What you need to do: All that is wanted is the span of lines from the one with "Add cformatter for bokeh" to the last line of the data, copied exactly.

Records to use:
PR #3913, opened 2019-08-17
Add cformatter for bokeh

ahuang11:
image

```
import xarray as xr
import hvplot.xarray

import holoviews as hv

hv.extension('bokeh')

da = xr.tutorial.open_dataset('air_temperature')['air'].isel(time=0)
da.hvplot('lon', 'lat').opts(clabel='red', cformatter='%.5f')
```


philippjfr:
Thanks @ahuang11!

Result for this task:
Add cformatter for bokeh

ahuang11:
image

```
import xarray as xr
import hvplot.xarray

import holoviews as hv

hv.extension('bokeh')

da = xr.tutorial.open_dataset('air_temperature')['air'].isel(time=0)
da.hvplot('lon', 'lat').opts(clabel='red', cformatter='%.5f')
```


philippjfr:
Thanks @ahuang11!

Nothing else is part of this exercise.